Señales claras en favor del orden público

Nuevos incidentes en plaza Italia tras quince días de protestas (47214801)

Metro ha retirado constantemente escombros de los accesos de la Estación Baquedano.



La decisión del Presidente de la República -en virtud de sus atribuciones constitucionales- de convocar ayer al Consejo de Seguridad Nacional (Cosena) es acertada atendida la delicada situación por la que atraviesa el país, y cabe esperar que a partir de este encuentro existan directrices más claras en relación al orden público, que continúa gravemente afectado. Junto con ello, el Mandatario anunció una nueva agenda en materia de seguridad.

Aun cuando en su convocatoria el Mandatario hizo hincapié en que el propósito del encuentro busca dar soluciones a los problemas que aquejan a la ciudadanía -lo que es correcto, considerando la escala de los desafíos-, parece evidente que al persistir un problema grave en la seguridad interna, ésta debe ser una prioridad del gobierno y también de los principales organismos del Estado.
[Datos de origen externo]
PR #61, opened 2023-08-07
RD-9229: data type checks in data exports

bgaidioz:
This is the patch to make sure a query isn't run when its result should be exported to a format that doesn't support the data type (e.g. records with nested collections when exporting to CSV, but also functions, packages, when exporting to anything).

Related packages `JsonPackage`, `CsvPackage`, `BinaryPackage` and `StringPackage` are exposing an API that checks the target data type and returns true/false depending how it's supported. The `Rql2TruffleCompiler` calls these APIs before building the full tree. Once the tree is built, it's wrapped into the writing nodes. I removed some checks that were performed there since we're checking upfront.

I added a test suite to exercise the change, and some existing tests were enabled.

### DIFF
--- a/raw-compiler-rql2-truffle/src/main/scala/raw/compiler/rql2/truffle/Rql2TruffleCompiler.scala
+++ b/raw-compiler-rql2-truffle/src/main/scala/raw/compiler/rql2/truffle/Rql2TruffleCompiler.scala
@@ -24,9 +24,9 @@ import raw.compiler.base.{BaseTree, CompilerContext}
 import raw.compiler.common.source.{Exp, IdnExp, IdnUse, SourceNode, SourceProgram}
 import raw.compiler.rql2.Rql2TypeUtils.removeProp
 import raw.compiler.rql2._
-import raw.compiler.rql2.builtin.EnvironmentPackageBuilder
+import raw.compiler.rql2.builtin.{BinaryPackage, CsvPackage, EnvironmentPackageBuilder, JsonPackage, StringPackage}
 import raw.compiler.rql2.source._
-import raw.compiler.rql2.truffle.builtin.{CsvWriter, JsonRecurse, TruffleBinaryWriter}
+import raw.compiler.rql2.truffle.builtin.{CsvWriter, JsonIO, TruffleBinaryWriter}
 import raw.compiler.truffle.{TruffleCompiler, TruffleEntrypoint}
 import raw.compiler.{base, CompilerException, ErrorMessage, ProgramSettings}
 import raw.runtime.{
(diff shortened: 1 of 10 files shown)


raw-compiler-rql2/src/main/scala/raw/compiler/rql2/Simplifier.scala
```diff
@@ -0,0 +1,67 @@
...
+import org.bitbucket.inkytonik.kiama.rewriting.Cloner.attempt
+import org.bitbucket.inkytonik.kiama.rewriting.Rewriter._
+import org.bitbucket.inkytonik.kiama.rewriting.Strategy
+import org.bitbucket.inkytonik.kiama.util.Entity
+import raw.compiler.base.Phase
+import raw.compiler.common.source.{Exp, IdnDef, IdnExp, IdnUse, SourceProgram}
+import raw.compiler.rql2.builtin.{CollectionPackageBuilder, ListPackageBuilder}
+import raw.compiler.rql2.source._
+
+class Simplifier(protected val parent: Phase[SourceProgram], protected val phaseName: String)(
```
miguelbranco80, line 24: Can you add a descriptive comment of this phase?

raw-compiler-rql2/src/main/scala/raw/compiler/rql2/Simplifier.scala
```diff
@@ -0,0 +1,67 @@
...
+) extends PipelinedPhase {
+
+  override protected def execute(program: SourceProgram): SourceProgram = {
+    simplify(program)
+  }
+
+  private def simplify(program: SourceProgram): SourceProgram = {
+    val tree = new Tree(program)
+    lazy val analyzer = tree.analyzer
+    val s: Strategy = sometd(rule[Exp] {
```
miguelbranco80, line 35: Descriptive names instead of s and s2

raw-compiler-rql2/src/main/scala/raw/compiler/rql2/Simplifier.scala
```diff
@@ -0,0 +1,67 @@
...
+    }
+
+    val s3 = rule[Exp] {
+      case let: Let if let.decls.exists(useless) =>
+        val decls = let.decls.filterNot(useless)
+        if (decls.isEmpty) let.e
+        else Let(decls, let.e)
+    }
+    val r = rewrite(everywhere(s3))(noRefs.root)
+    logger.debug("Simplifier:\n" + format(r))
```
miguelbranco80, line 63: Probably want to remove this one.

raw-compiler-rql2-truffle/src/main/scala/raw/compiler/rql2/truffle/Rql2TruffleCompiler.scala
```diff
@@ -236,15 +236,26 @@ class Rql2TruffleCompiler(implicit compilerContext: CompilerContext)
...
 
     val tree = new Tree(program)(programContext.asInstanceOf[ProgramContext])
     val emitter = new TruffleEmitterImpl(tree)(programContext.asInstanceOf[ProgramContext])
-
     val Rql2Program(methods, me) = tree.root
+    val dataType = tree.analyzer.tipe(me.get)
+    val outputFormat = programContext.settings.getString(ProgramSettings.output_format)
+    outputFormat match {
+      case "csv" => if (!CsvWriter.supported(dataType)) throw new CompilerException("unsupported type")
+      case "json" => if (!JsonRecurse.supported(dataType)) throw new CompilerException("unsupported type")
```
miguelbranco80, line 252: We should rename "JsonRecurse" to something sensible...

raw-compiler-rql2-truffle/src/main/scala/raw/compiler/rql2/truffle/Rql2TruffleCompiler.scala
```diff
@@ -236,15 +236,26 @@ class Rql2TruffleCompiler(implicit compilerContext: CompilerContext)
...
+      case "text" => if (!dataType.isInstanceOf[Rql2StringType]) throw new CompilerException("unsupported type")
```
miguelbranco80, line 253: What about null types?
Shouldn't we have the check in the respective package, as in CSV and JSON?

bgaidioz: Null types are supported by String and Binary writes. I'm changing the code to have these checks defined in packages. We'll see how that feels.

raw-compiler-rql2-truffle/src/main/scala/raw/compiler/rql2/truffle/Rql2TruffleCompiler.scala
bgaidioz: I removed the 'supported' method from that helper object.

bgaidioz: and I renamed it `JsonIO`

miguelbranco80 (approved):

Las inaceptables escenas de saqueos, vandalismo y atentados a la propiedad pública y privada, aun cuando han disminuido en intensidad en relación a lo que fue en un comienzo del estallido social, siguen ocurriendo y en grados suficientes para provocar un clima de angustia y temor en la población, alterando gravemente las dinámicas de la sociedad así como las actividades productivas. Frente a las dificultades -por causas ajenas y propias- que hasta aquí ha encontrado la autoridad para restablecer el orden público, es justificado que se haya dado la señal de que el tema busca ser abordado al más alto nivel.

La convocatoria al Cosena -hecho de escasa ocurrencia- ha sido objeto de duras críticas por parte de la oposición, que acusan que con ello se atizan aún más los ánimos, al poner el énfasis en la seguridad y la "represión", en vez de acuerdos sociales y un nuevo proyecto constitucional. Pretender desentenderse de las graves implicancias que tiene la falta de orden público, una piedra angular del estado de derecho, supone una falta de responsabilidad frente al país y una escasa comprensión de lo que aquí está en juego. Las demandas sociales que se han expresado en las movilizaciones -y que han implicado un total cambio de agenda- requieren una atención preferente del gobierno y la oposición, pero para asegurar que dicho proceso fluya por los cauces institucionales y logre llegar a buen puerto es imperioso que el Estado sea capaz de asegurar algo tan básico como la seguridad para sus habitantes.

La política debe ahora jugar su rol y empeñarse en evitar que la violencia siga expandiéndose. En ese sentido, cabe un especial cuidado con seguir alentando indiscriminadamente movilizaciones que bajo una fachada "pacífica" pueden servir como combustible o aliento para el vandalismo; por ello es necesario distinguir entre quienes se movilizan en paz de aquellos que persiguen una abierta desestabilización.

El rol y autoridad de Carabineros, que infatigablemente ha cargado el peso del control del orden público, debe ser respaldado sin ambigüedades, sin perjuicio de que aquellas actuaciones aisladas que han estado fuera de la ley o que han violentado garantías fundamentales deben ser fuertemente rechazadas y sancionadas, algo que el propio gobierno y la dirección de Carabineros han comprometido.